PR #600, opened 2025-04-14
Set DP=1 due to vLLM <> LightEval hanging

lewtun:
Workaround for:  https://github.com/huggingface/lighteval/issues/670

· · · ·

Starting at the line that contains "Set DP=1 due to vLLM <> LightEval hanging", repeat each line exactly through the last one in the listing. Include both of those lines and nothing more.

Set DP=1 due to vLLM <> LightEval hanging

lewtun:
Workaround for:  https://github.com/huggingface/lighteval/issues/670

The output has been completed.